OpenAI’s New o3 and o4‑Mini Models, Push for Reasoning‑First AI

OpenAI has released two new large‑language models designed to “think” more deliberately, bringing multimodal problem‑solving and fuller tool autonomy to millions of ChatGPT users. The models, o3, billed as the company’s most capable reasoning engine, and the smaller, faster o4‑Minim, went live on 16 April for Plus, Pro and Team subscribers, with enterprise and education tiers to follow shortly.

Introducing OpenAI o3 and o4-mini—our smartest and most capable models to date.

For the first time, our reasoning models can agentically use and combine every tool within ChatGPT, including web search, Python, image analysis, file interpretation, and image generation. pic.twitter.com/rDaqV0x0wE
— OpenAI (@OpenAI) April 16, 2025

The road to release

OpenAI originally planned to fold o3 into its forthcoming GPT‑5 release, but reversed course after internal testing suggested the model was ready for public use. The last‑minute pivot saw o3 and o4‑Mini launched as a pair, while GPT‑5 was pushed back “a few months”.The move leaves the firm juggling GPT‑4.1, GPT‑4o and the o‑series side by side, prompting renewed calls from developers for clearer product branding.

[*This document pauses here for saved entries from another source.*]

PR #13250, opened 2026-03-06
ci: make release please early fail and add assets

alexgarel:
* In case of a release, fail if we can't build docker images
* Also add more assets to a release: compiled taxonomies, and compiled translations

### DIFF
--- a/.github/workflows/release-please.yml
+++ b/.github/workflows/release-please.yml
@@ -1,7 +1,5 @@
 name: 🚀 Adding the commit to the next release
 on:
-  # FIXME: temporary test
-  pull_request:
   push:
     branches:
       - main
@@ -12,14 +10,12 @@ jobs:
       # we try to know if it's a release before triggering RELEASE_PLEASE
       # To wait container build and eventually be able to fail early
       IS_RELEASE: "${{ startsWith(github.event.head_commit.message, 'chore(main): release') }}"
-      # FIXME: temporary, remove also all occurrence before merge
-      IS_RELEASE_TEST: true
       RELEASE_SHA: ${{ github.event.pull_request.head.sha || github.sha }}
     steps:
 
       - name: Wait for frontend container build workflow
         # only if a new release was created
-        if: ${{ env.IS_RELEASE || env.IS_RELEASE_TEST }}
+        if: ${{ env.IS_RELEASE }}
         id: wait-build
         uses: tomchv/wait-my-workflow@v1.1.0
         with:
@@ -31,7 +27,7 @@ jobs:
 
       - name: Wait for backend container build workflow
         # only if a new release was created
-        if: ${{ env.IS_RELEASE || env.IS_RELEASE_TEST }}
+        if: ${{ env.IS_RELEASE }}
         uses: tomchv/wait-my-workflow@v1.1.0
         id: wait-build2
         with:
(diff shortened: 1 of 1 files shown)


.github/workflows/release-please.yml
```diff
@@ -63,7 +76,7 @@ jobs:
             if [[ $waited -gt 360 ]]; then
               echo "Timeout waiting for image $image_name"
               # Abort the job
-              exit 1
+              exit 1      - name: Get JS dist files to add to the release
```
Freso: Wrong copy-paste?

.github/workflows/release-please.yml
```diff
@@ -74,15 +87,75 @@ jobs:
...
+#        run: |
+#          TAG_NAME="${{ steps.release.outputs.tag_name }}"
+#          # remove eventual initial v
+#          STRIPPED_TAG_NAME=${TAG_NAME/v/}
+#          echo "TAG_NAME=$STRIPPED_TAG_NAME" >> $GITHUB_ENV
+      - name: Add the assets to the release
         # only if a new release was created
         if: ${{ steps.release.outputs.release_created }}
-        id: add-frontend-dist-to-release
+        id: add-assests-to-release
```
Freso:
```suggestion
        id: add-assets-to-release
```

alexgarel: thanks @Freso !

.github/workflows/release-please.yml
alexgarel: Indeed !
```suggestion
              exit 1
```

.github/workflows/release-please.yml
```diff
@@ -74,15 +87,75 @@ jobs:
...
+          docker cp -a po_off-backend-1:/mnt/podata/build-cache/taxonomies-result/ /tmp/release_data/food-taxonomies-result
+          # get compiled languages
+          docker cp po_off-backend-1:/mnt/podata/data/Lang.openfoodfacts.localhost.sto /tmp/release_data/lang/Lang.openfoodfacts.org.sto
+          docker cp po_off-backend-1:/mnt/podata/data/Lang_tags.openfoodfacts.localhost.sto /tmp/release_data/lang/Lang_tags.openfoodfacts.org.sto
+          # make archives
+          tar czf /tmp/release-assets/food-taxonomies-json.tgz -C /tmp/release_data/food-taxonomies-json .
+          tar czf /tmp/release-assets/food-taxonomies-results.tgz -C /tmp/release_data/food-taxonomies-results .
+          tar czf /tmp/release-assets/openfoodfacts-org-lang.tgz -C /tmp/release_data/lang .
+
+      - name: Add commit to release or release !
```
Freso:
```suggestion
      - name: Add commit to release or release!
```

`fr` vs. `en` punctuation; _very_ minor, feel free to ignore 🤭

.github/workflows/release-please.yml
```diff
@@ -1,59 +1,72 @@
...
       - main
 jobs:
   release-please:
     runs-on: ubuntu-latest
+    env:
+      # we try to know if it's a release before triggering RELEASE_PLEASE
+      # To wait container build and eventually be able to fail early
+      IS_RELEASE: "${{ startsWith(github.event.head_commit.message, 'chore(main): release') }}"
+      # FIXME: temporary, remove also all occurrence before merge
+      IS_RELEASE_TEST: true
```
Freso:
```suggestion
      # FIXME: uncomment the condition
      IS_RELEASE: true  # "${{ startsWith(github.event.head_commit.message, 'chore(main): release') }}"
```

Genuine question: Would it not be simpler to do something like this? Then you’d only have to fix it here before getting it ready for production and not have to deal with all the `||`s? Or is the actual `IS_RELEASE` condition also being tested here and I’m just not seeing it? Or is there some other reason that makes the two variables approach better? (Ultimately it doesn’t matter, since it’s only here for testing while developing it, I’m just curious. :))

alexgarel: Yes but I wanted to skip the real release_please action, that's why I prefered to do this like that.

PR #13261, opened 2026-03-08
feat: add Matomo event when deleting a product page (#13218)

### LINKED ISSUE #13218: (P0) Add Matomo event for deleting a product page

nithyaV-dev:
## What

This PR adds a Matomo tracking event when a product page is deleted.

The event is triggered when the delete confirmation form is submitted in the product edit interface.

## Why

Tracking this action helps us better understand how often product pages are deleted and provides more visibility into user interactions on the platform.

## Changes

- Added a Matomo `trackEvent` call when the delete product form is submitted.
- The event is triggered from the `product_edit_form_display_user-moderator.tt.html` template.

Fixes #13218

### DIFF
--- a/templates/web/pages/product_edit/product_edit_form_display_user-moderator.tt.html
+++ b/templates/web/pages/product_edit/product_edit_form_display_user-moderator.tt.html
@@ -16,4 +16,12 @@
 
 </form>
 
+<script>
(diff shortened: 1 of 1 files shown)


Freso (approved):
seems like a simple and sensible addition

PR #13273, opened 2026-03-10
taxonomy(food): some protein (bar) related edits

Freso:
- This adds `wikidata` entry for the ingredient `en:protein` and links it to the WD item for proteins in general.
- It also changes the `wikidata` property for the nutrient `zz:protein` to point to the WD item specifically about proteins as a human nutrient.
  - Also fixes `wikipedia` property which was previously a dead link.
- Adds ingredients etc. specifically needed for https://se.openfoodfacts.org/product/7350068295416/n%C3%B6t-cr%C3%A9me-propud

Needed-for: https://se.openfoodfacts.org/product/7350068295416/n%C3%B6t-cr%C3%A9me-propud


stephanegigandet (approved):
Thank you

change of plans: we are going to release o3 and o4-mini after all, probably in a couple of weeks, and then do GPT-5 in a few months.

there are a bunch of reasons for this, but the most exciting one is that we are going to be able to make GPT-5 much better than we originally…
— Sam Altman (@sama) April 4, 2025

Both models integrate pictures directly into their chain of thought, enabling them to zoom, rotate or annotate images as part of the reasoning process, a capability OpenAI markets as “thinking with images”. They can also decide, step‑by‑step, when to search the web, execute Python, interpret user‑supplied files or generate fresh graphics. The update nudges ChatGPT closer to an “agentic” workflow in which the assistant plans and executes multi‑stage tasks with minimal user guidance.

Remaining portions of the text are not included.